Abstract
DNA methylation (DNAm) is a reversible biological process involving the addition of methylgroups to the specific sites on the DNA. DNAm is causally involved in regulatory processes
throughout the lifecourse such as gene control, as well as implicated in disease progression,
and can itself also be affected by environmental and genetic factors. Making use of the role
of DNAm in regulating gene control, previous research has established the capacity of
DNAm to predict levels of circulating protein in the blood. These DNAm based models of
proteins (termed episcores) allow for the instrumentation of proteins in the wealth of datasets
where DNAm is available and proteomic measurements are not, providing promise for
biomarker discovery.
This thesis aims to first establish if previously published episcores which were created in
older populations are transferable to younger populations, in which there is significantly less
environmentally driven DNAm variance. Following this, I use longitudinal datasets to
discover phenotype-epsicore associations which may be useful as biomarkers in young
cohorts, where the phenotypes are physical health risk factors measured multiple years after
the episcore.

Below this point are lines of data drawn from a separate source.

PR #2003, opened 2024-06-04
Fixing the caption field on top of other UI

shidende:
This merge wants to fix the appearance of the caption field on the top of other UI when the audio prefab is active, but the caption is not generated. Now, the caption will be displayed only when it is generated.

### DIFF
--- a/Assets/MirageXR/ContentTypes/Audio/AudioPlayer.cs
+++ b/Assets/MirageXR/ContentTypes/Audio/AudioPlayer.cs
@@ -117,19 +117,26 @@ namespace MirageXR
             }
 
             var caption = obj.caption;
-            if (caption != string.Empty)
-            {
+            
                 StartCaptionDisplay(caption);
-            }
 
             // If all went well, return true.
             return true;
         }
 
+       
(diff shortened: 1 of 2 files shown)


fwild:
I have tested this branch, but I think it is not working correctly? when I start playmode, create a new activity (with audio and with caption), and then look in the hierarchy for "caption", I can find a lot of gameobjects - some attached to the Aura for hololens, seems like they switch on and off the captions? But on mobile (build target: Android), the captions are not displayed. In fact, the captionOn gameObject in the content is switched off, and the profile setting button does not keep its value? Moreover, the text field inside of the captionOn is empty? Not quite sure how this is supposed to work, but it seems not to work for me?

fwild:
Deo, we had to roll back the changes as it made the code break, and as it was not functioning. We have released now version 2.7, and you can restart your pull request - but please test that it is working before hands. Could you also please add wiki documentation to explain how it is implemented? I propose to close this PR, and start a new one...

fwild:
After communication, I am closing this PR - please start a new one when resubmitting!

Issue #1995, opened 2024-05-23
Migrate CharacterModel logic to VirtualInstructor


fwild:
The editor panels are implemented, but the player code not yet migrated (and tied to the changes in data model).

- [x] check UI (and add design proposal for push-to-talk button)
- [x] animations: hard coded idle animation, maybe add gesticulating when talking
- [ ] captions missing (and need to be improved over old character model, also add system setting captions on/off)
- [ ] follow the user (with improvement that it positions slightly in front of the user to the side)
- [ ] other missing logic

PR #2009, opened 2024-06-07
1995 migrate charactermodel logic to virtualinstructor

AKissmehl:
A first version of the Virtual Instructor. 

Addresses: https://github.com/WEKIT-ECS/MIRAGE-XR/issues/1995


fwild (approved):
Looks good from my side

Finally, I carry out a similar analysis in older cohorts to establish the predictive
capacity of episcores in early cancer diagnosis.
Overall, this thesis strengthens the use case of episcores as a biomarker discovery tool
complementary to genetic analyses, whilst also demonstrating that care should be taken
when choosing target populations for use of episcores due to limited transferability of
episcores between populations of different ages.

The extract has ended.